## Task item
The job is to find each line in the entries holding the string "long" and copy that line.

## Source information
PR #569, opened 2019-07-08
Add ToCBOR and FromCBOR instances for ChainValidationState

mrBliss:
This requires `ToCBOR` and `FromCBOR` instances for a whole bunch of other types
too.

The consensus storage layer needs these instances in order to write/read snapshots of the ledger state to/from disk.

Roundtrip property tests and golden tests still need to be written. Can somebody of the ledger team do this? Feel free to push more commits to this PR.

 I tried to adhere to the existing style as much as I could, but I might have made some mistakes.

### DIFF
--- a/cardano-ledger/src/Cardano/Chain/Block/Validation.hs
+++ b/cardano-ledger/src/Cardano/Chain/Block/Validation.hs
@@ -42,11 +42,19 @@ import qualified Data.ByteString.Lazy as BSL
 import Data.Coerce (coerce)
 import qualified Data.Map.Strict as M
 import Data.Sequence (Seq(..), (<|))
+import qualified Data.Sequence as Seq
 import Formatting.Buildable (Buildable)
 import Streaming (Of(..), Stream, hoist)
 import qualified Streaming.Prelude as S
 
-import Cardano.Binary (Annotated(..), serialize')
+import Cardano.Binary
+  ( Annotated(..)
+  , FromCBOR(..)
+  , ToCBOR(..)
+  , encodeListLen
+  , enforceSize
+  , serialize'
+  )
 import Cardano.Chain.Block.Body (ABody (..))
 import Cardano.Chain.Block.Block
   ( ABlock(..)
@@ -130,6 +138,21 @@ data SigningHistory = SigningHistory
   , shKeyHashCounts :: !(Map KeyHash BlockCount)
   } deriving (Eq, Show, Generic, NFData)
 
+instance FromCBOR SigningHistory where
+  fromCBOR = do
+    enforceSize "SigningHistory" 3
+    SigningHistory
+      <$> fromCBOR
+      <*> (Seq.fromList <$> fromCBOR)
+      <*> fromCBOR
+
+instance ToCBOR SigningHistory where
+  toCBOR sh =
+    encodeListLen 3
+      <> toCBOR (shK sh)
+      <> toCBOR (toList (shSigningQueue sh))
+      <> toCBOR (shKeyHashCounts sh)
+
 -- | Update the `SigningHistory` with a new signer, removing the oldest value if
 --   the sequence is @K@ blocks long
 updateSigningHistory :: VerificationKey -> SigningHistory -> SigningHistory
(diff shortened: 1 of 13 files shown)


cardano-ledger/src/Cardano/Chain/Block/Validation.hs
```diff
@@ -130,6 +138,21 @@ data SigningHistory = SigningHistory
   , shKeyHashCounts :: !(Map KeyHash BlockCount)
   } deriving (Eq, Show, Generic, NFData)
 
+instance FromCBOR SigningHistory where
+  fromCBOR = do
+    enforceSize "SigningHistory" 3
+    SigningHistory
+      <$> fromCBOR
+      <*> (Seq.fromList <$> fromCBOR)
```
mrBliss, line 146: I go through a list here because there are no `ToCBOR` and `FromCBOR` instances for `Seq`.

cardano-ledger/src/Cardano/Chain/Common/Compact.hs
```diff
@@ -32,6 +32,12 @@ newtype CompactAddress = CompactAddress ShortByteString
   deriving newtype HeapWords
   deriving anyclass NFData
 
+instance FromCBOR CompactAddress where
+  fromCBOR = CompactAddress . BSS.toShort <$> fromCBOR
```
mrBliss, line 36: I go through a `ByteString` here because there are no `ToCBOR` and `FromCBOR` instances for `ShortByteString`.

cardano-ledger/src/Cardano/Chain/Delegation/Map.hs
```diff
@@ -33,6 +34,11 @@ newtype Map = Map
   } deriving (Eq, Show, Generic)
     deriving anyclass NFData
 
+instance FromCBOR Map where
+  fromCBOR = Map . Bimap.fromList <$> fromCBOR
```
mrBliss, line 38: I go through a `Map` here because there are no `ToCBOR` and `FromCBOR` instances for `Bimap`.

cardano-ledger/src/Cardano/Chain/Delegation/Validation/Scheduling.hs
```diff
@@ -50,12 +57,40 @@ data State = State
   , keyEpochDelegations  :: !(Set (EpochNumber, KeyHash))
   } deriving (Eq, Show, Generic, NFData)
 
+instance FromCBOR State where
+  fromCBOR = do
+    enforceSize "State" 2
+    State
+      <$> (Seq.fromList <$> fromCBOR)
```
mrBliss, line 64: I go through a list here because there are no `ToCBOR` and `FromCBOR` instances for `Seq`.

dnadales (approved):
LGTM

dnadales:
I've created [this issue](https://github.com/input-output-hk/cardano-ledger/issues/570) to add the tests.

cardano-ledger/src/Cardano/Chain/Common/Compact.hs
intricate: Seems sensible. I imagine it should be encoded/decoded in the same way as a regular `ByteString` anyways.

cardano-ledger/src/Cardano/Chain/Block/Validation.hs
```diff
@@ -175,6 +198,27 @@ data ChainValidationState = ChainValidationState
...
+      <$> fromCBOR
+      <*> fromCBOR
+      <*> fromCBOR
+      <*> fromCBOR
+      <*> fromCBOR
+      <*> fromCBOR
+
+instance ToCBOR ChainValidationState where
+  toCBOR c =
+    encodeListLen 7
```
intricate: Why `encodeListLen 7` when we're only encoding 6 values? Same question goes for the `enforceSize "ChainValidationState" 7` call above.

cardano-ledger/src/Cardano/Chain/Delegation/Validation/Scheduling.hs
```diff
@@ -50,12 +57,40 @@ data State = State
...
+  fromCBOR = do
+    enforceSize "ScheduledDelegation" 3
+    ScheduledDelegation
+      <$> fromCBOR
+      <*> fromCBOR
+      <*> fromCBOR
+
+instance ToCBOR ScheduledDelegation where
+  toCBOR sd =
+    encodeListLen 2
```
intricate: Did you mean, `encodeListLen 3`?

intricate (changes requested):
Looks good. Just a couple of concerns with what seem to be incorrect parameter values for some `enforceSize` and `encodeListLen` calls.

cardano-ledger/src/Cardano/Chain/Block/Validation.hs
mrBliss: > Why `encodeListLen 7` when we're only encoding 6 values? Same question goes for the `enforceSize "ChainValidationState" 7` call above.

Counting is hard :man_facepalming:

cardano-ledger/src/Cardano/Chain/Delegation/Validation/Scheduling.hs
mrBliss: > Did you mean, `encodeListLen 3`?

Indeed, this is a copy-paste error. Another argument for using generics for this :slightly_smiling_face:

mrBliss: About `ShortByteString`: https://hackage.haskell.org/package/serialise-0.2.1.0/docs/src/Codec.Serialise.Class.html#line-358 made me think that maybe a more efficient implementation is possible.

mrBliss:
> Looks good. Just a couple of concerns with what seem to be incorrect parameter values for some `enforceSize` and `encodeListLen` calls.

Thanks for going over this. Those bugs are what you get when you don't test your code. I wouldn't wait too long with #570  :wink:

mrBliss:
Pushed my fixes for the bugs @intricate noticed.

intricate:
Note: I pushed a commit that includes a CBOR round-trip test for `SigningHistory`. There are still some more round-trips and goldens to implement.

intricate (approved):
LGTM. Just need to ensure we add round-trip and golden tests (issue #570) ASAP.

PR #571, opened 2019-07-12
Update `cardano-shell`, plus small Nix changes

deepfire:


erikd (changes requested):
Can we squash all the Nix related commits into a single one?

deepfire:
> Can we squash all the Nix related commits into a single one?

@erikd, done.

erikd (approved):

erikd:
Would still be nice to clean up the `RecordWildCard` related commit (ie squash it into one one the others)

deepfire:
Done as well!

## Solution for this task
 --   the sequence is @K@ blocks long
Thanks for going over this. Those bugs are what you get when you don't test your code. I wouldn't wait too long with #570  :wink:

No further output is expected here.